Coiled-coil polymer hybrid drug delivery systems can also be used in drug-free macromolecular therapeutic (DFMT) applications, whereby a coiled-coil-based system would be used to induce apoptosis in target cells. Specifically, Dr. Jindřich Kopeček and colleagues attempted to induce apoptosis in CD20-positive non-Hodgkin's lymphoma B-cells by mimicking the induction of apoptosis typically caused by the recognition of secondary antibodies to the CD20 antigen. In this case, apoptosis was induced upon the oligomerization of a PHMPA copolymer-conjugated coil to the anti-CD20 FAB fragment-conjugated coil (which would recognize and bind CD20). The coiled-coil motifs used in this system were the anti-parallel heterodimeric CCE/CCK coiled coils, which consist of pentaheptad repeats. This system was found to be successful at inducing apoptosis in those cells in vitro, providing an alternative to the anti-CD20 antibody drug Rituximab. Further studies have shown the efficacy of this system in vivo whereby malignant B-cells implanted in the bone marrow of mice were eradicated completely.

== Nanoparticle system ==
Coiled-coils can be used to create nanoparticle drug delivery systems capable of delivering drugs or other biological molecules with increased targeting and controlled release due to their biocompatibility, stability, and targeting properties. Self-assembled cage-like particles (SAGE) utilize coiled-coils along with disulfide linkers to create hollow nanoparticles of diameters in the range of 100 nm. SAGE consists of two separate coiled-coil motifs: a ~20 residue heptad homotrimer motif (CC-Tri3) and a ~20 residue heptad heterodimer motif (CC-Di-A / CC-Di-B). Each CC-Tri3 would be bound to either a CC-Di-A or a CC-Di-B via a disulfide linker, such that each time CC-Di-A and CC-Di-B would oligomerize together, hexagonal networks would form with pores of 5-6 nm in diameter: CC-Di-A – CC-Tri3 – CC-Di-A – CC-Di-b – CC-Tri3 – CC-Di-B. Self-assembly would result in further oligomerization between the heterodimer motifs, which would eventually result in the formation of a hollow nanoparticle sphere. The final diameter of the nanoparticle would depend on the length linker used, along with the size of the coiled-coil motifs used. SAGE has been applied in the field of antigen delivery, whereby Dr. Andrew Davidson and colleagues modified 3 SAGE systems described above with the antigenic peptides tetanus toxoid, ovalbumin, and hemagglutinin individually.

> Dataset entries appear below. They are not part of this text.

PR #605, opened 2017-05-22
Fixing FileNotFoundException occured while running sparkApp for query validation

sonalsagarwal:
- Modifying test code to use SnappyTestUtils.writeToFile method for writing query result to csv.

- Changed default persistence mode to 'sync'.

## Patch testing
Ran ct.bt

### DIFF
--- a/dtests/src/test/scala/io/snappydata/hydra/TestUtil.scala
+++ b/dtests/src/test/scala/io/snappydata/hydra/TestUtil.scala
@@ -86,14 +86,14 @@ object TestUtil {
     var hasValidationFailed = validationFailed
 
     val snappyQueryFileName = s"Snappy_${queryNum}"
-    val snappyDest: String = getQueryResultDir("snappyQueryFiles") + File.separator +
+    val snappyDest: String = SnappyTestUtils.getTempDir("snappyQueryFiles") + File.separator +
         snappyQueryFileName
     pw.println(snappyDest)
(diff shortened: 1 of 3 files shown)


dtests/src/test/scala/io/snappydata/hydra/TestUtil.scala
```diff
@@ -179,7 +182,8 @@ object TestUtil {
       val logDir = log.listFiles.filter(_.getName.equals("snappyleader.log"))
       if (!logDir.isEmpty) {
         val leaderLogFile: File = logDir.iterator.next()
-        if (leaderLogFile.exists()) dest = dirString + File.separator + ".." + File.separator + ".." + File.separator + dirName
+        if (leaderLogFile.exists())
```
swatisawant: Use the SnappyTestUtils.getTempDir() method instead of this one as both are same.

sonalsagarwal: Done

sonalsagarwal:
The methods are not exactly same.The logic is same, but the behavior is differnt, this has exception handling for few things, and the validation continues. Agree with duplication of code, but this can be done when we do refactoring of test code, to completely avoid duplicate classes.

swatisawant:
Yes, you can take this up in next PR while refactoring the code. But, just make sure of modifying existing methods to support additional flags required for validation.

PR #606, opened 2017-05-23
Snap 1436

suranjan:

Test changes when memory is accounted while oldEntry is stored.
We wait till the oldEntry is cleared before asserting if the memory is same.

## Patch testing

## ReleaseNotes.txt changes

## Other PRs 


cluster/src/test/scala/org/apache/spark/memory/SnappyMemoryAccountingSuite.scala
```diff
@@ -440,6 +441,8 @@ class SnappyMemoryAccountingSuite extends MemoryFunSuite {
     snSession.insert("t1", row)
     assert(SparkEnv.get.memoryManager.storageMemoryUsed > 0) // borrowed from execution memory
     snSession.delete("t1", "col1=1")
+    // we need to wait for atleast OLD_ENTRIES_CLEANER_TIME_INTERVAL
+    Thread.sleep(Misc.getGemFireCache.getOldEntryRemovalPerid)
```
rishitesh: Cn we use waitForCriteria() here ?

PR #607, opened 2017-05-23
Fixed setting null txState as activeTxState

suranjan:

check for null before setting active tx state
## Patch testing

precheckin

## ReleaseNotes.txt changes

## Other PRs 


sumwale:
@suranjan 
Is this to inherit existing TXState from a previous connection/operation? Can you add more in PR description why this is required and if this addresses any open issues?

PR #1279, opened 2019-04-03
Cluster stability MALLOC settings and SNAP-2959

suranjan:

[SNAP-2959]
Changed the weight of lean node to 17. Effectively it makes the weight to 27.

Set the following malloc settings by default after tests demonstrated the expected behavior
MALLOC_ARENA_MAX = 4
MALLOC_MMAP_THRESHOLD_=131072 
MALLOC_MMAP_MAX_= 2147483647

## Patch testing

Prechecking and manual testing.

## ReleaseNotes.txt changes

## Other PRs 


launcher/src/main/java/io/snappydata/tools/QuickLauncher.java
```diff
@@ -387,6 +387,10 @@ private String getHostNameAndDir() {
     commandLine.add("-Dorg.apache.commons.logging.Log=" +
         "org.apache.commons.logging.impl.Log4JLogger");
     setDefaultVMArgs(options, hostData, commandLine);
+    // For lead node set the member-weight to be 17
+    if (launcherClass.equals("io.snappydata.tools.LeaderLauncher")) {
+      vmArgs.add("-Dgemfire.member-weight=17");
+    }
```
sumwale: Since you have added to LeaderLauncher, why is this required?

Also if you keep this too for some reason then can you add a short unit test somewhere to check this weight (maybe just a check in an existing dunit test)? In future this namespace can change from io.snappydata and its likely that changing this may be missed.

cluster/bin/load-snappy-env.sh
```diff
@@ -32,6 +32,18 @@ if [ -z "$SNAPPY_ENV_LOADED" ]; then
...
+  fi
+
+  if [ -z "$MALLOC_MMAP_THRESHOLD_" ]; then
+    export MALLOC_MMAP_THRESHOLD_=131072
+  fi
+
+  if [ -z "$MALLOC_MMAP_MAX_" ]; then
+    export MALLOC_MMAP_MAX_=2147483647
+  fi
+
```
sumwale: Better to move this to snappy-env.sh rather than load-snappy-env.sh. Also it looks like the bin/snappy script loads only spark-env.sh and not snappy-env.sh. Can you update the snappy script to also load snappy-env.sh? Also moving to spark-env.sh will be better so that the same settings apply to Spark clusters too.

suranjan: From yesterday's observation, it should work as it is. I have added loading of snappy env in snappy script too.

launcher/src/main/java/io/snappydata/tools/QuickLauncher.java
suranjan: Tested it manually was working. All the scripts use QuickLauncher which extends LauncherBase calling setDefaultVMArgs.

Will add a test.

sumwale: Ok but you have already this in the override of LeaderLauncher.setDefaultVMArgs, so why is this also required here?

suranjan: LeaderLauncher extends LauncherBase and QuickLauncher extends LauncherBase too.
So any one starting with LeaderLauncher without QuickLauncher would need this like SnappyUtilLauncher.

suranjan: Tested it in a dunit test, the property is not reflected? Checking why.

sumwale: Ultimately QuickLauncher invokes the "launcherClass" i.e. LeaderLauncher so setting as vmArgs inside it will be too late but can be set as system property. I think the cleaner way is to set as system property in LeadImpl.start

suranjan: Quicklauncher invokes ""launcherClass" but uses the vmargs of its own. 
For dunit, will have to make change in LeaderImpl.

sumwale: Why can't you set as a system property in LeadImpl?

suranjan: Yes doing that. It will not require any other changes.

cluster/src/main/scala/io/snappydata/tools/LeaderLauncher.scala
```diff
@@ -16,6 +16,7 @@
  */
 package io.snappydata.tools
 
+import java.util
```
sumwale: not required

PR #1285, opened 2019-04-10
Set default value for spark.sql.files.maxPartitionBytes to 32mb

dshirish:
Set default value for spark.sql.files.maxPartitionBytes in snappy to 32mb. User can change the value if required. 

## Patch testing
Verified the patch manually
The setting of 32mb has been verfied by Swati/Sonal using parquet, csv and ORC formats

### DIFF
--- a/cluster/src/main/scala/io/snappydata/impl/LeadImpl.scala
+++ b/cluster/src/main/scala/io/snappydata/impl/LeadImpl.scala
@@ -91,6 +91,8 @@ class LeadImpl extends ServerImpl with Lead
     bootProperties.remove("isTest")
     val authSpecified = Misc.checkLDAPAuthProvider(bootProperties)
 
+    ServiceUtils.setCommonBootDefaults(bootProperties, false)
+
     // prefix all store properties with "snappydata.store" for SparkConf
 
     // first the passed in bootProperties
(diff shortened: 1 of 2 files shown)


cluster/src/main/scala/io/snappydata/impl/LeadImpl.scala
```diff
@@ -142,6 +142,10 @@ class LeadImpl extends ServerImpl with Lead
     bootProperties.setProperty(serverGroupsProp, groups)
     bootProperties.setProperty(STORE_PREFIX + Attribute.GFXD_HOST_DATA, "false")
     bootProperties.setProperty(STORE_PREFIX + Attribute.GFXD_PERSIST_DD, "false")
+    // default value for spark.sql.files.maxPartitionBytes in snappy is 32mb
+    if (bootProperties.getProperty("spark.sql.files.maxPartitionBytes") == null) {
+      bootProperties.setProperty("spark.sql.files.maxPartitionBytes", "33554432")
+    }
```
sumwale: It might be better to keep this in ServiceUtils.setCommonBootDefaults so that all such SD defaults are in one place.

dshirish: Actually had earlier added this in ServiceUtils.setCommonBootDefaults, but realized that the property wasn't taking effect on lead as only `bootProperties `are being set in Spark conf by a call to `conf.setAll(bootProperties.asScala)` in `LeadImpl#start` Let me know if I am missing something here.

sumwale: Oh ok. Then perhaps LeadImpl.start should have an explicit call to ServiceUtils.setCommonBootDefaults at the start like in ServerImpl.start. Otherwise the other Spark properties being set may not have been applying correctly either.

dshirish: Changed the code as per the review comment. Please have a look.

PR #1288, opened 2019-04-12
[SNAP-2975] fix SEGV in putInto

sumwale:
Issue was incorrect number of columns being determined in ColumnTableScan for the base table
due to output projection not having the extra virtual columns projected.

- use relation schema to determine put/update case rather than output projection in ColumnTableScan
- removed duplicate methods across SharedUtils and Utils

## Patch testing

precheckin

## ReleaseNotes.txt changes

NA

## Other PRs 

NA

### DIFF
--- a/core/src/main/scala/org/apache/spark/sql/execution/columnar/ColumnTableScan.scala
+++ b/core/src/main/scala/org/apache/spark/sql/execution/columnar/ColumnTableScan.scala
@@ -46,7 +46,7 @@ import org.apache.spark.sql.catalyst.InternalRow
 import org.apache.spark.sql.catalyst.dsl.expressions._
 import org.apache.spark.sql.catalyst.expressions._
 import org.apache.spark.sql.catalyst.expressions.codegen.{CodegenContext, ExprCode, ExpressionCanonicalizer}
-import org.apache.spark.sql.collection.Utils
+import org.apache.spark.sql.collection.{SharedUtils, Utils}
 import org.apache.spark.sql.execution._
 import org.apache.spark.sql.execution.columnar.encoding._
 import org.apache.spark.sql.execution.columnar.impl.{BaseColumnFormatRelation, ColumnDelta}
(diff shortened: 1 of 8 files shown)


core/src/main/scala/org/apache/spark/sql/execution/columnar/ColumnTableScan.scala
```diff
@@ -496,8 +496,10 @@ private[sql] final case class ColumnTableScan(
     val statsRow = ctx.freshName("statsRow")
     val deltaStatsRow = ctx.freshName("deltaStatsRow")
     val colNextBytes = ctx.freshName("colNextBytes")
-    val numTableColumns = if (ordinalIdTerm eq null) relationSchema.size
-    else relationSchema.size - ColumnDelta.mutableKeyNames.length // for update/delete
+    val numTableColumns = if (relationSchema.exists(
```
suranjan: How is it different?

dshirish: Why was the previous one wrong. I mean the ordinalId term check?
What we understood is that perhaps ordinalIDTerm == null meant no upate/delete has happened on it so just take the relationSchema.size else subtract the virtual columns.

Also why did you change size to length? Any issue there?

Please explain how was it wrong earlier?

sumwale: ordinalIDTerm will be set based on output, so if the output projection does not contain the extra columns then this check will go wrong. Specifically since putInto uses the same plan object for join/anti-join, there is a scan there which goes into the joins and is not fed to ColumnUpdateExec directly but still has those additional columns.

sumwale:
@dshirish @suranjan As explained in the comments above, output projection may not have the extra columns used for update/delete with putInto. Specifically since putInto plan uses/combines same plan objects for join/anti-join one of the scans has the additional columns but does not get fed directly to ColumnUpdateExec rather is used only in the join, so output projection does not have those columns but the relation's schema (created from ColumnFormatRelation) has them.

The investigators found that SAGE systems were nontoxic in vivo, and were capable of eliciting CD4 T cell and B cell responses in the case of the tetanus toxoid and ovalbumin systems while eliciting a CD8 T cell response with the hemagglutinin system.   Some advantages to using SAGE systems for antigen presentation include the ability to remain stable and functional after functionalization with cargo, the ability to modify and tune cellular uptake properties, and the modularity of the platform which could potentially be used to present multiple antigens at the same time, resulting in increased antigen immunogenicity.

Another type of coiled-coil nanoparticle system is the self-assembling protein nanoparticles (SAPN). SAPN differs from SAGE in that SAPN utilizes trimeric and pentameric coiled-coil motifs. This change results in the self-assembly of a symmetrical polyhedral 16 nm nanoparticle composed of 60 monomer building blocks. The small size of SAPN allows the nanoparticle system to resemble viruses in shape and size, which is beneficial to antigen presentation. Specifically, SAPN has been utilized by Dr. David Lanar and colleagues to develop a P. falciparum malaria vaccine whereby B and CD8-T cell epitopes of the disease were modified into the SAPN coiled-coil motifs. In vivo results showed that a long-lasting immune response was generated in the mice for up to 13 months, capable of preventing malaria infection in vaccine-treated mice.